Assume f(x) and g(x) are convex functions. Our goal is minimization of f(x)/g(x). The f(x)/g(x) function is convex or concave depends on its parameters. Is it right to substitute it whit minimizing f(x) while maximizing g(x) and if CVX can implement this problem?

What you are describing is incorrect in general. If f(x) and g(x) are both convex, then f(x)/g(x) is not necessarily either convex or concave. For example, let f(x) = x and g(x) = -log(x). Then f(x)/g(x) is neither convex nor concave, as can easily be seen by examining the sign of its second derivative for various values of x. It would not be correct to minimize f(x) and maximize g(x), since the optimal value of x will generally not be the same.

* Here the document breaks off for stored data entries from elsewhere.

PR #574, opened 2021-02-26
Don't fetch instance data on node creation

mtughan:
When a new node is provisioned from EC2, the instance data should be
lazily fetched in order to avoid generating network traffic in the
NodeProvisioner thread. All the getters for the attributes updated by
fetchLiveInstanceData call it first to update if need be, so there's no
need to be eager here.


res0nance (approved):
Looks reasonable

PR #289, opened 2019-04-09
[network-tracer] Allow to exclude some linux versions

sfluor:
This allows to exclude some linux versions to avoid seeing issues (like `oopses` here: https://bugs.launchpad.net/ubuntu/+source/linux/+bug/1763454)


config/config.go
```diff
@@ -70,17 +70,18 @@ type AgentConfig struct {
...
+	EnableDebugProfiling               bool
+	DisableTCPTracing                  bool
+	DisableUDPTracing                  bool
+	DisableIPv6Tracing                 bool
+	CollectLocalDNS                    bool
+	NetworkTracerSocketPath            string
+	NetworkTracerLogFile               string
+	MaxTrackedConnections              uint
+	NetworkBPFDebug                    bool
+	NetworkTracerExcludedLinuxVersions []string
```
sunhay: `NetworkTracerExcludedLinuxVersions` -> `ExcludedBPFLinuxVersions`

ebpf/common.go
```diff
@@ -3,16 +3,95 @@ package ebpf
...
+
+// KERNEL_VERSION(a,b,c) = (a << 16) + (b << 8) + (c)
+// Per https://github.com/torvalds/linux/blob/master/Makefile#L1187
+func linuxKernelVersionCode(major, minor, patch uint32) uint32 {
+	return (major << 16) + (minor << 8) + patch
+}
+
+var ubuntu44119Error = "got ubuntu kernel %s with known bug, see: https://bugs.launchpad.net/ubuntu/+source/linux/+bug/1763454"
+var defaultExclusionList = map[uint32]string{
+	linuxKernelVersionCode(4, 4, 119): ubuntu44119Error,
```
sunhay: This doesn't actually confirm that it's ubuntu though. Just the linux kernel itself. Isn't that an issue?

config/yaml_config.go
```diff
@@ -45,6 +45,7 @@ func (a *AgentConfig) loadNetworkYamlConfig(path string) error {
 	}
 
 	a.NetworkBPFDebug = config.Datadog.GetBool(key(netNS, "bpf_debug"))
+	a.ExcludedBPFLinuxVersions = config.Datadog.GetStringSlice(key(netNS, "excluded_linux_versions"))
```
sunhay: You'll want to wrap this with a `isSet` check

ebpf/common.go
sfluor: Indeed the issue seems to be only on Ubuntu, I will add something to check the OS name

config/yaml_config.go
sfluor: Won't it just default to false ?

sunhay: It'll also throw an trace error since there's no default.

sfluor: 👍

ebpf/common.go
sunhay: Might be worth looking at `bpflib.CurrentKernelVersion()`. They do some semi-complicated parsing of the `uname` output

util/util.go
```diff
@@ -93,3 +96,22 @@ func GetDockerSocketPath() (string, error) {
 	}
 	return sockPath, nil
 }
+
+// GetPlatform returns the current platform we are running on by calling "python -mplatform"
+func GetPlatform() (string, error) {
+	cmd := exec.Command("python", "-m", "platform")
```
sunhay: Are you guaranteed to actually have python installed?

sfluor: I think python comes installed in most of the unix distributions, we can still add something to use `lsb_release` if the python command fails

cmd/agent/main_common.go
```diff
@@ -73,10 +73,18 @@ Exiting.`
 )
 
 func runAgent(exit chan bool) {
+	platform, err := util.GetPlatform()
+	if err != nil {
+		log.Errorf("error retrieving platform: %s", err)
```
sunhay: Debug logging for this is better.

ebpf/common.go
```diff
@@ -13,6 +27,72 @@ var (
...
+	currentKernelCode, err := CurrentKernelVersion()
+	if err != nil {
+		return false, fmt.Errorf("could not get kernel version: %s", err)
+	}
+
+	platform, _ := util.GetPlatform()
+	return verifyOSVersion(currentKernelCode, platform, exclusionList)
+}
+
+func verifyOSVersion(currentKernelCode uint32, platform string, exclusionList []string) (bool, error) {
```
sunhay: nit: `currentKernelCode` -> `kernelCode`

sunhay:
Do we need to update the seccomp profile for this?

sfluor:
The seccomp profile is now just the base seccomp profile + the syscalls needed for BPF specific parts so I think it should be fine.

packaging/Dockerfile-ebpf
```diff
@@ -6,7 +6,7 @@ ENV GOPATH /go
 # vim-common is needed for xxd
 # vim-minimal needs to be updated first to avoid an RPM conflict on man1/vim.1.gz
 RUN dnf update -y vim-minimal && \
-	dnf install -y -b llvm clang kernel-devel make binutils vim-common golang go-bindata ShellCheck git file rpm sudo
+	dnf install -y -b llvm clang kernel-devel-4.16.3-301.fc28.x86_64 make binutils vim-common golang go-bindata ShellCheck git file rpm sudo
```
sunhay: Good catch.

PR #297, opened 2019-04-25
Additional endpoints for debugging eBPF maps and general network state

sunhay:
[see: title]


cmd/network-tracer/tracer.go
```diff
@@ -74,53 +74,80 @@ func (nt *NetworkTracer) Run() {
...
 	})
 
 	http.Serve(nt.conn.GetListener(), httpMux)
 }
 
+func getClientID(req *http.Request) string {
+	var clientID = ebpf.DEBUGCLIENT
+	if rawCID := req.URL.Query().Get("client_id"); rawCID != "" {
+		clientID = rawCID
+	}
```
sfluor: nit: thoughts on logging a message when we default to the debug client ?

sunhay: I don't think we'd want the logs since they'll show up every time we do a debug call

Can you provide a detailed concrete example of what you are talking about? Perhaps you have a specific class of problems for which the ratio is convex and to which CVX can be applied?

thank you for your reply. In my problem X is a symmetric matrix. f(X) and g(X) are the abs of smallest and the largest eigenvalues of X respectively. I want to minimize f(X)/g(x)

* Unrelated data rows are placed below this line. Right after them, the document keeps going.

PR #298, opened 2019-04-25
Use a re-usable buffer for appending active connections

kevinconaway:
Profiling the tracer shows `getConnections` as the largest source of allocations, specifically building up the active connection list.  For hosts with a high number of connections, we continuously allocate (and grow) a large array every time.

This PR adds a reusable buffer in the tracer for appending the active connections to which coarsely grows or shrinks over time.

I also 8-byte aligned the `ConnectionStats` struct to save a whopping 8 bytes of memory

@DataDog/burrito

### DIFF
--- a/ebpf/tracer.go
+++ b/ebpf/tracer.go
@@ -162,7 +162,7 @@ func (t *Tracer) GetActiveConnections(clientID string) (*Connections, error) {
 	t.bufferLock.Lock()
 	defer t.bufferLock.Unlock()
 
-	latestConns, latestTime, err := t.appendActiveConnections(t.buffer[:0])
+	latestConns, latestTime, err := t.getConnections(t.buffer[:0])
 	if err != nil {
 		return nil, fmt.Errorf("error retrieving connections: %s", err)
 	}
@@ -177,7 +177,7 @@ func (t *Tracer) GetActiveConnections(clientID string) (*Connections, error) {
 	return &Connections{Conns: t.state.Connections(clientID, latestTime, latestConns)}, nil
 }
 
-func (t *Tracer) appendActiveConnections(active []ConnectionStats) ([]ConnectionStats, uint64, error) {
+func (t *Tracer) getConnections(active []ConnectionStats) ([]ConnectionStats, uint64, error) {
 	mp, err := t.getMap(connMap)
 	if err != nil {
 		return nil, 0, fmt.Errorf("error retrieving the bpf %s map: %s", connMap, err)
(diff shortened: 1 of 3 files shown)


ebpf/tracer.go
```diff
@@ -248,7 +262,13 @@ func (t *Tracer) getTCPStats(mp *bpflib.Map, tuple *ConnTuple) *TCPStats {
 	tuple.pid = 0
 
 	stats := &TCPStats{retransmits: 0}
-	_ = t.m.LookupElement(mp, unsafe.Pointer(tuple), unsafe.Pointer(stats))
+
+	// Don't bother looking in the map if the connection is UDP, there will never be data for that and we will avoid
+	// the overhead of the syscall and creating the resultant error
+	if connType(uint(tuple.metadata)) == TCP {
```
sunhay: Nice catch here

ebpf/tracer.go
```diff
@@ -154,15 +159,25 @@ func (t *Tracer) Stop() {
...
+		t.buffer = make([]ConnectionStats, 0, cap(t.buffer)*2)
+	} else if len(latestConns) <= cap(t.buffer)/2 {
+		t.buffer = make([]ConnectionStats, 0, cap(t.buffer)/2)
+	}
+
 	return &Connections{Conns: t.state.Connections(clientID, latestTime, latestConns)}, nil
 }
 
-func (t *Tracer) getConnections() ([]ConnectionStats, uint64, error) {
+func (t *Tracer) appendActiveConnections(active []ConnectionStats) ([]ConnectionStats, uint64, error) {
```
sunhay: The name of this function is a little odd. just `getConnections`?

ebpf/tracer.go
```diff
@@ -154,15 +159,25 @@ func (t *Tracer) Stop() {
 }
 
 func (t *Tracer) GetActiveConnections(clientID string) (*Connections, error) {
-	latestConns, latestTime, err := t.getConnections()
+	t.bufferLock.Lock()
+	defer t.bufferLock.Unlock()
+
+	latestConns, latestTime, err := t.appendActiveConnections(t.buffer[:0])
```
sunhay: Can we maintain buffer locking + growing/shrinking the buffer in `appendActiveConnections`? There's no reason it needs to be exposed

kevinconaway: I believe that the buffer needs to be locked for the duration of the call to `t.state.Connections` since the underlying buffer is potentially being used there.

Otherwise there could be a race condition if `GetActiveConnections` is called concurrently

ebpf/tracer.go
```diff
@@ -154,15 +159,25 @@ func (t *Tracer) Stop() {
...
+		t.buffer = make([]ConnectionStats, 0, cap(t.buffer)*2)
+	} else if len(latestConns) <= cap(t.buffer)/2 {
+		t.buffer = make([]ConnectionStats, 0, cap(t.buffer)/2)
+	}
+
 	return &Connections{Conns: t.state.Connections(clientID, latestTime, latestConns)}, nil
 }
 
-func (t *Tracer) getConnections() ([]ConnectionStats, uint64, error) {
+func (t *Tracer) getConnections(active []ConnectionStats) ([]ConnectionStats, uint64, error) {
```
sfluor: nit: adding a comment to explain why `getConnections` takes a slice of ConnectionStats as argument could help reading this function

PR #303, opened 2019-05-07
[network-tracer] Remove the expiry logic from the state and expose a RemoveConnections

sfluor:
We had underflows occuring because (mostly UDP) connections were cleaned from the eBPF map but not from the userspace state, this should sync the eBPF map and the userspace state.


ebpf/state.go
```diff
@@ -320,49 +304,23 @@ func (ns *networkState) RemoveClient(clientID string) {
...
 
-	// Remove expired clients + stats
-	deletedStats := 0
+	now := time.Now()
+
+	// Remove connections
 	for id, c := range ns.clients {
-		if c.lastFetch.Add(ns.expiry).Before(now) {
+		// Check if we should expire client
+		if c.lastFetch.Add(ns.clientExpiry).Before(now) {
```
sunhay: If no connections are ever expired, then this will never get called... right? Not sure we want to do that

ebpf/tracer.go
```diff
@@ -249,6 +249,13 @@ func (t *Tracer) getConnections(active []ConnectionStats) ([]ConnectionStats, ui
 }
 
 func (t *Tracer) removeEntries(mp, tcpMp *bpflib.Map, entries []*ConnTuple) {
+	var buf bytes.Buffer
```
sunhay: Create this buffer only once in the `Tracer`?

ebpf/state.go
sfluor: They were still getting expired even if `keys` was empty but I will make a separate function 👍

This problem does not even fall into the description in your first post. If X is positive semii-definite, f(x) is concave and g(x) is convex. if X is negative semi-definite, f(x) is convex and g(x) is concave. In neither case, nor the more general case in which X could be indefinite, is f(x)/g(x) convex.

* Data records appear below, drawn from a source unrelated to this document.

PR #305, opened 2019-05-08
[network-tracer] use human readable keys in dumps

sfluor:
Now:
```
p:345|src:127.0.0.1:4444|dst:192.168.0.103:8888|f:1|t:0
```

Before:
```
"\Y127.0.0.1||192.168.0.103
```

### DIFF
--- a/ebpf/event_test.go
+++ b/ebpf/event_test.go
@@ -7,6 +7,7 @@ import (
 	"testing"
 
 	"github.com/stretchr/testify/assert"
+	"github.com/stretchr/testify/require"
 )
 
 var (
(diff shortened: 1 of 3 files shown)


ebpf/event_test.go
```diff
@@ -23,6 +23,27 @@ var (
...
+			Type:   0,
+			Family: 1,
+			Source: "127.0.0.1",
+			Dest:   "192.168.0.103",
+			SPort:  4444,
+			DPort:  8888,
+		},
+	} {
+		bk, err := c.ByteKey(buf)
+		assert.NoError(t, err)
```
kevinconaway: nit, we should almost always use `require.NoError` so that tests fail fast.  `assert.NoError` records the failure but allows the test to continue which will probably panic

Your objective function, f(x)/g(x) is the reciprocal of the 2-norm condition number. That is a non-convex function. Even if you have a typo and mean your objective to the the 2-norm condition number, that is also non-convex. You can attempt to optimize this using a local nonlinear optimizer, and given the possibility of repeated eigenvalues, the objective function could be non-smooth (non-differentiable at repeated eigenvalues). See http://www.math.univ-toulouse.fr/~marechal/MinimizingCondition.pdf which address minimizing 2-norm condition number for positive semi-definite matrices (not maximizing it as, barring a typo, you seem to want to do), and of course you haven’t restricted the matrix to be positive semi-definite. See also http://www.math.toronto.edu/shub/Convexity%20Properties%20of%20the%20Condition%20Number.pdf and http://perso.math.univ-toulouse.fr/dedieu/files/2012/04/BDMSIISIMAX.pdf .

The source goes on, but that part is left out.